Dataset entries
━━━━━━━━━━━━━━━━
PR #1513, opened 2023-11-25
Fix link in README.txt

Jimmy-Hu:
Fix link in README.txt


SiegeLord:
Whoops, I've fixed the redirect on the DNS side. Thanks for reporting this!

PR #1521, opened 2023-12-20
Android: add a DeleteLocalRef call to android_get_monitor_info()

alemart:
This patch adds a `DeleteLocalRef` call to `android_get_monitor_info()`.


SiegeLord:
Thanks!

PR #1522, opened 2023-12-20
Android: map ALLEGRO_TEMP_PATH to the application cache

alemart:
In Allegro 5.2.9 for Android, `ALLEGRO_TEMP_PATH` is a synonym of `ALLEGRO_USER_DATA_PATH` and of other paths (see the code snippet below). Currently, `ALLEGRO_TEMP_PATH` is mapped to the app-specific directory for persistent files located in internal storage - it relies on `getFilesDir()`. On Android, the app's cache directory is meant to be used for temporary storage instead ([see docs](https://developer.android.com/training/data-storage/app-specific#internal-create-cache)).

This patch modifies `ALLEGRO_TEMP_PATH` so that it is mapped to the internal cache. No additional permissions are required.

https://github.com/liballeg/allegro5/blob/9ced31b85310c307c19b0edab6b151e05aea4d3e/src/android/android_system.c#L565-L572

### DIFF
--- a/android/gradle_project/allegro/src/main/java/org/liballeg/android/AllegroActivity.java
+++ b/android/gradle_project/allegro/src/main/java/org/liballeg/android/AllegroActivity.java
@@ -117,6 +117,11 @@ public class AllegroActivity extends Activity
       return getFilesDir().getAbsolutePath();
    }
 
+   String getTempDir()
+   {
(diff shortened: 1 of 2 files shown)


SiegeLord:
Makes sense, thanks!

Issue #1456, opened 2023-07-30
Fullscreen problems with newer Linux versions


codeflorist:
a user of my Dune Dynasty branch has reported a problem with fullscreen and newer linux versions here:
https://github.com/gameflorist/dunedynasty/issues/2

> I'm on Linux (Zorin 16) and I've been having some issues I'd like to report. I had these issues even before your branch.
> 
> Starting the game fullscreenwindow I can't maximize the game with alt-enter. It just doesn't stretch the window and I get a blank black screen
> 
> Starting the game fullscreen my taskbar at the bottom of the screen always shows over the game

is this something you can confirm?

SiegeLord:
The development version has some fixes for fullscreen windows. I'll attempt to compile the game with the newer version and see if that helps.

SiegeLord:
Hmm, so far I have been unable to reproduce the issue with either old or new version of Allegro on Ubuntu 22.04, Gnome/KDE Wayland/X11. Let me try the Linux version that user had and see if it's distro specific somehow.

codeflorist:
@SiegeLord Thanks a lot for your efforts!

SteveFosdick:
See pull request: https://github.com/liballeg/allegro5/pull/1524

PR #1524, opened 2024-01-03
Fix failure to enter full-screen mode on Linux with native dialog.

SteveFosdick:
Since the native dialog addon has started overriding the call to al_set_display_flag, (commit cc5c63cadfe1a49bf3d5d34153f284e4d71c34ad), setting the flag ALLEGRO_FULLSCREEN_WINDOW does nothing and the call returns false.  This appears to be mistake as a function xgtk_set_fullscreen_window is available in the file gtk_xgtk.c

This commit implements processing of the ALLEGRO_FULLSCREEN_WINDOW flag by calling this function.

A possibly relevant issue in the Allegro5 GitHub is https://github.com/liballeg/allegro5/issues/1456

### DIFF
--- a/addons/native_dialog/gtk_xgtk.c
+++ b/addons/native_dialog/gtk_xgtk.c
@@ -490,6 +490,9 @@ static bool xgtk_set_display_flag(ALLEGRO_DISPLAY *display, int flag, bool onoff
 
          return true;
       }
+      case ALLEGRO_FULLSCREEN_WINDOW:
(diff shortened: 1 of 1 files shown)


SiegeLord:
Awesome! Thanks for finding this. This fix needs a bit of work, since the system mutex appears to be locked twice which shouldn't be done (once in `xgtk_set_fullscreen_window` and once in the calling `xdpy_set_display_flag`. I'll investigate.

PR #1535, opened 2024-02-21
Prefill ALLEGRO_AUDIO_STREAMs with data in docstrings/examples/acodec.

SiegeLord:
The audio system will attempt to grab data from a stream *before* it has sent any events that it needs fragments. This causes a bit of lag, and also log spam as the system complains about having no data.

This change adjusts most places to prefill the streams with data to avoid this issue. It should be safe, and in fact beneficial as we should get a few less sample-worths of lag when using
`al_play/load_audio_stream`.


SiegeLord:
The data needs to come from somewhere, it's not appropriate for it to always be silence. So, there's no case where you don't want to prefill, but there's also no way to have a default prefilling code.

An alternative to this would be to somehow have stream start out as paused, have it send the event, have it unpause when it gets the first fragment. It's not obvious that that's a better solution, since it introduces some additional lag, in principle.

PR #1536, opened 2024-02-24
Free allocated memory during joystick initialization

### LINKED ISSUE #1534: Memory leak in MacOS joystick code
The static analyzer tells me there's a leak here:
https://github.com/liballeg/allegro5/blob/edcc50e85036e95474a31a7c75089b6b7653a4e5/src/macosx/hidjoy.m#L363-L375
`device_arr` is calloc'd and never freed.
Probably not a big deal as it's called only once by `init_joystick`

pedro-w:
Fixes #1534


SiegeLord:
Thanks!

PR #1539, opened 2024-02-26
Example program for audio recorder

aldrik-ramaekers:
An example program I wrote to test the audio recorder interface

https://github.com/liballeg/allegro5/assets/22401766/e9d55b64-3380-4622-a3f7-5cb5c7da7488


SiegeLord:
Thanks. How does this differ from `ex_record`?

aldrik-ramaekers:
.. did not realize we already have ex_record 😁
━━━━━━━━━━━━━━━━
Would you please give all of the entries above once more, exactly as they are?

TASK SOLUTION —
PR #1513, opened 2023-11-25
Fix link in README.txt

Jimmy-Hu:
Fix link in README.txt


SiegeLord:
Whoops, I've fixed the redirect on the DNS side. Thanks for reporting this!

PR #1521, opened 2023-12-20
Android: add a DeleteLocalRef call to android_get_monitor_info()

alemart:
This patch adds a `DeleteLocalRef` call to `android_get_monitor_info()`.


SiegeLord:
Thanks!

PR #1522, opened 2023-12-20
Android: map ALLEGRO_TEMP_PATH to the application cache

alemart:
In Allegro 5.2.9 for Android, `ALLEGRO_TEMP_PATH` is a synonym of `ALLEGRO_USER_DATA_PATH` and of other paths (see the code snippet below). Currently, `ALLEGRO_TEMP_PATH` is mapped to the app-specific directory for persistent files located in internal storage - it relies on `getFilesDir()`. On Android, the app's cache directory is meant to be used for temporary storage instead ([see docs](https://developer.android.com/training/data-storage/app-specific#internal-create-cache)).

This patch modifies `ALLEGRO_TEMP_PATH` so that it is mapped to the internal cache. No additional permissions are required.

https://github.com/liballeg/allegro5/blob/9ced31b85310c307c19b0edab6b151e05aea4d3e/src/android/android_system.c#L565-L572

### DIFF
--- a/android/gradle_project/allegro/src/main/java/org/liballeg/android/AllegroActivity.java
+++ b/android/gradle_project/allegro/src/main/java/org/liballeg/android/AllegroActivity.java
@@ -117,6 +117,11 @@ public class AllegroActivity extends Activity
       return getFilesDir().getAbsolutePath();
    }
 
+   String getTempDir()
+   {
(diff shortened: 1 of 2 files shown)


SiegeLord:
Makes sense, thanks!

Issue #1456, opened 2023-07-30
Fullscreen problems with newer Linux versions


codeflorist:
a user of my Dune Dynasty branch has reported a problem with fullscreen and newer linux versions here:
https://github.com/gameflorist/dunedynasty/issues/2

> I'm on Linux (Zorin 16) and I've been having some issues I'd like to report. I had these issues even before your branch.
> 
> Starting the game fullscreenwindow I can't maximize the game with alt-enter. It just doesn't stretch the window and I get a blank black screen
> 
> Starting the game fullscreen my taskbar at the bottom of the screen always shows over the game

is this something you can confirm?

SiegeLord:
The development version has some fixes for fullscreen windows. I'll attempt to compile the game with the newer version and see if that helps.

SiegeLord:
Hmm, so far I have been unable to reproduce the issue with either old or new version of Allegro on Ubuntu 22.04, Gnome/KDE Wayland/X11. Let me try the Linux version that user had and see if it's distro specific somehow.

codeflorist:
@SiegeLord Thanks a lot for your efforts!

SteveFosdick:
See pull request: https://github.com/liballeg/allegro5/pull/1524

PR #1524, opened 2024-01-03
Fix failure to enter full-screen mode on Linux with native dialog.

SteveFosdick:
Since the native dialog addon has started overriding the call to al_set_display_flag, (commit cc5c63cadfe1a49bf3d5d34153f284e4d71c34ad), setting the flag ALLEGRO_FULLSCREEN_WINDOW does nothing and the call returns false.  This appears to be mistake as a function xgtk_set_fullscreen_window is available in the file gtk_xgtk.c

This commit implements processing of the ALLEGRO_FULLSCREEN_WINDOW flag by calling this function.

A possibly relevant issue in the Allegro5 GitHub is https://github.com/liballeg/allegro5/issues/1456

### DIFF
--- a/addons/native_dialog/gtk_xgtk.c
+++ b/addons/native_dialog/gtk_xgtk.c
@@ -490,6 +490,9 @@ static bool xgtk_set_display_flag(ALLEGRO_DISPLAY *display, int flag, bool onoff
 
          return true;
       }
+      case ALLEGRO_FULLSCREEN_WINDOW:
(diff shortened: 1 of 1 files shown)


SiegeLord:
Awesome! Thanks for finding this. This fix needs a bit of work, since the system mutex appears to be locked twice which shouldn't be done (once in `xgtk_set_fullscreen_window` and once in the calling `xdpy_set_display_flag`. I'll investigate.

PR #1535, opened 2024-02-21
Prefill ALLEGRO_AUDIO_STREAMs with data in docstrings/examples/acodec.

SiegeLord:
The audio system will attempt to grab data from a stream *before* it has sent any events that it needs fragments. This causes a bit of lag, and also log spam as the system complains about having no data.

This change adjusts most places to prefill the streams with data to avoid this issue. It should be safe, and in fact beneficial as we should get a few less sample-worths of lag when using
`al_play/load_audio_stream`.


SiegeLord:
The data needs to come from somewhere, it's not appropriate for it to always be silence. So, there's no case where you don't want to prefill, but there's also no way to have a default prefilling code.

An alternative to this would be to somehow have stream start out as paused, have it send the event, have it unpause when it gets the first fragment. It's not obvious that that's a better solution, since it introduces some additional lag, in principle.

PR #1536, opened 2024-02-24
Free allocated memory during joystick initialization

### LINKED ISSUE #1534: Memory leak in MacOS joystick code
The static analyzer tells me there's a leak here:
https://github.com/liballeg/allegro5/blob/edcc50e85036e95474a31a7c75089b6b7653a4e5/src/macosx/hidjoy.m#L363-L375
`device_arr` is calloc'd and never freed.
Probably not a big deal as it's called only once by `init_joystick`

pedro-w:
Fixes #1534


SiegeLord:
Thanks!

PR #1539, opened 2024-02-26
Example program for audio recorder

aldrik-ramaekers:
An example program I wrote to test the audio recorder interface

https://github.com/liballeg/allegro5/assets/22401766/e9d55b64-3380-4622-a3f7-5cb5c7da7488


SiegeLord:
Thanks. How does this differ from `ex_record`?

aldrik-ramaekers:
.. did not realize we already have ex_record 😁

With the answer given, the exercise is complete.